Olivier Benoit, a graphic designer in Paris, has just come back from a vacation in Morocco. “It’s a country that’s profoundly attached to France,” he said.

“France has a large Muslim community and has always invested in the Maghreb”—- the term that describes Morocco, Algeria and Tunisia. “Chirac is trying to tell both that he’s not forgetting them.”

At odds with U.S. approach

The French do agree with the United States that Saddam Hussein is at the heart of the problem, but they disagree with the American approach on how to deal with him. “Regime change can’t happen by blowing up the Iraqi infrastructure—- it isn’t going to help their people become a strong people,” says Raymond.

Genevieve Brame, Normandy-based author of “Chez Vous en France—- Living and Working in France,” doubts that an invasion would even find Saddam.

Brame explains her country’s tactics of a continued push for diplomacy and why she supports her president: “Chirac is taking a position where he’s slowly advancing his pawns to win, not going in all at once.

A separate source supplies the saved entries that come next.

PR #17179, opened 2025-07-02
feat: add v5 flashbots relay block validation api for Fusaka

varun-doshi:
Closes #17147

### DIFF
--- a/Cargo.toml
+++ b/Cargo.toml
@@ -450,24 +450,24 @@ reth-ress-protocol = { path = "crates/ress/protocol" }
 reth-ress-provider = { path = "crates/ress/provider" }
 
 # revm
-revm = { version = "27.0.1", default-features = false }
-revm-bytecode = { version = "6.0.0", default-features = false }
-revm-database = { version = "7.0.0", default-features = false }
-revm-state = { version = "7.0.0", default-features = false }
+revm = { version = "27.0.2", default-features = false }
+revm-bytecode = { version = "6.0.1", default-features = false }
+revm-database = { version = "7.0.1", default-features = false }
+revm-state = { version = "7.0.1", default-features = false }
 revm-primitives = { version = "20.0.0", default-features = false }
-revm-interpreter = { version = "23.0.0", default-features = false }
-revm-inspector = { version = "8.0.1", default-features = false }
-revm-context = { version = "8.0.1", default-features = false }
-revm-context-interface = { version = "8.0.0", default-features = false }
-revm-database-interface = { version = "7.0.0", default-features = false }
-op-revm = { version = "8.0.1", default-features = false }
-revm-inspectors = "0.26.0"
+revm-interpreter = { version = "23.0.1", default-features = false }
+revm-inspector = { version = "8.0.2", default-features = false }
+revm-context = { version = "8.0.2", default-features = false }
+revm-context-interface = { version = "8.0.1", default-features = false }
+revm-database-interface = { version = "7.0.1", default-features = false }
+op-revm = { version = "8.0.2", default-features = false }
+revm-inspectors = "0.26.5"
 
 # eth
 alloy-chains = { version = "0.2.0", default-features = false }
 alloy-dyn-abi = "1.2.0"
 alloy-eip2124 = { version = "0.2.0", default-features = false }
-alloy-evm = { version = "0.13", default-features = false }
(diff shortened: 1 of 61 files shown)


varun-doshi:
Missing an impl
Working on it

Cargo.toml
```diff
@@ -489,9 +489,9 @@ alloy-rpc-client = { version = "1.0.16", default-features = false }
 alloy-rpc-types = { version = "1.0.16", features = ["eth"], default-features = false }
 alloy-rpc-types-admin = { version = "1.0.16", default-features = false }
 alloy-rpc-types-anvil = { version = "1.0.16", default-features = false }
-alloy-rpc-types-beacon = { version = "1.0.16", default-features = false }
+alloy-rpc-types-beacon = { version = "1.0.17", default-features = false }
 alloy-rpc-types-debug = { version = "1.0.16", default-features = false }
-alloy-rpc-types-engine = { version = "1.0.16", default-features = false }
+alloy-rpc-types-engine = { version = "1.0.17", default-features = false }
```
mattsse: we always need to increase these in lockstep, so we should bump all alloy deps here from 1.0.16 to 1.0.17

crates/rpc/rpc/src/validation.rs
```diff
@@ -365,6 +366,29 @@ where
 
         Ok(versioned_hashes)
     }
+    /// Validates the given [`BlobsBundleV1`] and returns versioned hashes for blobs.
+    pub fn validate_blobs_bundl_v2(
```
mattsse: smol typo

crates/rpc/rpc/src/validation.rs
```diff
@@ -365,6 +366,29 @@ where
...
+            return Err(ValidationApiError::InvalidBlobsBundle)
+        }
+
+        let versioned_hashes = blobs_bundle
+            .commitments
+            .iter()
+            .map(|c| kzg_to_versioned_hash(c.as_slice()))
+            .collect::<Vec<_>>();
+
+        let sidecar = blobs_bundle.pop_sidecar(blobs_bundle.blobs.len());
```
mattsse: we can now use the new `.try_into_sidecar` function on blobs_bundle here

so that this becomes

`blobs_bundle.try_into_sidecar().map_err(InvalidBlobsBundle)?.validate()`

then we don't really need the function because this is then just a one liner

mattsse (changes requested):
great, smol nits

crates/rpc/rpc/src/validation.rs
```diff
@@ -365,6 +366,29 @@ where
...
+    /// Validates the given [`BlobsBundleV1`] and returns versioned hashes for blobs.
+    pub fn validate_blobs_bundl_v2(
+        &self,
+        mut blobs_bundle: BlobsBundleV2,
+    ) -> Result<Vec<B256>, ValidationApiError> {
+        if blobs_bundle.commitments.len() != blobs_bundle.proofs.len() ||
+            blobs_bundle.commitments.len() != blobs_bundle.blobs.len()
+        {
+            return Err(ValidationApiError::InvalidBlobsBundle)
+        }
```
bharath-123: We need to check `len(commitments) == len(blobs)` and `len(proofs) = len(blobs) * CELLS_PER_EXT_BLOB`

crates/rpc/rpc/src/validation.rs
bharath-123:
```suggestion
    pub fn validate_blobs_bundle_v2(
```

bharath-123:
Also would recommend changing the PR title. `add flashbots relay support for Fusaka` is misleading as it implies you are adding a relay in reth. It should be on the lines of `add v5 flashbots relay block validation api for Fusaka` or something like that.

crates/rpc/rpc/src/validation.rs
varun-doshi: correct me if Im wrong here but signature of validate still looks like this:
```
validate(
        &self,
        blob_versioned_hashes: &[B256],
        proof_settings: &c_kzg::KzgSettings,
    )
```
    
This returns a `Result<(),_>`
    
Can we modify this to return `Result<Vec<B256>,_>` instead?
    
If you think its a good idea, I can raise a PR for that

mattsse (approved):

It’s a long process but it can be very successful at dismantling your enemy.”

The French are quick to say that their beef is not with the American people but with the U.S. president.

A survey by French polling group BVA for Paris-Match shows that 76 percent have an unfavorable opinion of President Bush, and only 8 percent think France could learn anything from U.S. foreign policy.

“George Bush comes from a standpoint 180 degrees from what the French know,” says Jerome Sainte Maire, director of polling at BVA. “He has a violence in the way he presents himself. This roughness has ignited people’s negative stereotype of him as an American cowboy.”

Poll numbers also took a nosedive when Defense Secretary Donald Rumsfeld referred to France and Germany as “problems” and “Old Europe.” The low mark in foreign affairs stems from this cavalier, simplistic stereotype.

“The French approach is not as cut and dry, but it gives a certain amount of latitude,” said Brame. “We’re much less direct, but this accounts for nuances.”

The French opposition to war has also evolved over the past several months. In the fall of 2002, France was largely opposed to an attack on Iraq because it feared American hegemony.

“This perception has now shifted,” contends Sainte Maire, the pollster. “Peace now comes from the idea of peace itself as a worthy goal along with the idea that the injustice caused to the Iraqi people does not justify the use of military action. There is a strong amount of sympathy for the Iraqi people because the French were trampled in both World Wars.”

Said Brame: “Everywhere under our feet in France, we have the blood of people who died for us. We’ve learned the hard way to want to do everything possible to keep war from happening.”